▶ **Exercise requirements**
Note each line in the data below that holds "visualstudio", and copy it.

▶ **Provided data**
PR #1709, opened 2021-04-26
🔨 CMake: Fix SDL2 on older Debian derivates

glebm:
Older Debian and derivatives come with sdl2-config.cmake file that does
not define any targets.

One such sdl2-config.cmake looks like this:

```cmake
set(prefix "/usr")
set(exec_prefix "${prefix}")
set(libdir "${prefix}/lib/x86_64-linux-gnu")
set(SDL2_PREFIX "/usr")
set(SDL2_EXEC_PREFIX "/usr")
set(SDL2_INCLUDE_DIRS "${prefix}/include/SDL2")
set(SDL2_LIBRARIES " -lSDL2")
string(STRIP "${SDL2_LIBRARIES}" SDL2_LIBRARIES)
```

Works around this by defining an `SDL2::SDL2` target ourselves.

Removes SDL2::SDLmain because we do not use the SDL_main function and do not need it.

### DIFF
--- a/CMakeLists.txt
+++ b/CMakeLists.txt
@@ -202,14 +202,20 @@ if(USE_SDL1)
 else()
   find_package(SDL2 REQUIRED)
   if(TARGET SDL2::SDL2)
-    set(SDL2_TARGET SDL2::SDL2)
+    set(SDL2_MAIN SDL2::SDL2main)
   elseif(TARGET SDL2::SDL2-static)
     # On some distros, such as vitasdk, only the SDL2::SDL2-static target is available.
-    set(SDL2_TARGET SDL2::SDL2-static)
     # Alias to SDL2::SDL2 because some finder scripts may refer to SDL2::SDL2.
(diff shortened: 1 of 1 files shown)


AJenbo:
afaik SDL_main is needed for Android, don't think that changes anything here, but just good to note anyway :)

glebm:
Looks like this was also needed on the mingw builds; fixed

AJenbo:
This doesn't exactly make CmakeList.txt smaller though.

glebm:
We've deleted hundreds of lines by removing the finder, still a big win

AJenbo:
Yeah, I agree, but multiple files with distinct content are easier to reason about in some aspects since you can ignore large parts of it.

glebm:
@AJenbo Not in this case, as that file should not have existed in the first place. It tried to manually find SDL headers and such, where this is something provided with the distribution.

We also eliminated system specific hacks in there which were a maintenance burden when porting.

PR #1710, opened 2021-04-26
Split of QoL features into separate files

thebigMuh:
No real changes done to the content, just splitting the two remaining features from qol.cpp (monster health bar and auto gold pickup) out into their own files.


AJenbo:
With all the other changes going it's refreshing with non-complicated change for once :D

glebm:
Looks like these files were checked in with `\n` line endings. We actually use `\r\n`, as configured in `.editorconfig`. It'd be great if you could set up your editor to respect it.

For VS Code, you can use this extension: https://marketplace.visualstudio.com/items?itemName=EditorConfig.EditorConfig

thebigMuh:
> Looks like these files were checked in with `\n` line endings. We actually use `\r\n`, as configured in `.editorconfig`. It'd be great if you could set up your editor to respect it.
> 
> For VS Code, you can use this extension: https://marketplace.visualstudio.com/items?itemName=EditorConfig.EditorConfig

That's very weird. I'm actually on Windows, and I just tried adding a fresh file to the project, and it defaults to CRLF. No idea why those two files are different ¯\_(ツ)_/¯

▶ **Task output**
For VS Code, you can use this extension: https://marketplace.visualstudio.com/items?itemName=EditorConfig.EditorConfig
> For VS Code, you can use this extension: https://marketplace.visualstudio.com/items?itemName=EditorConfig.EditorConfig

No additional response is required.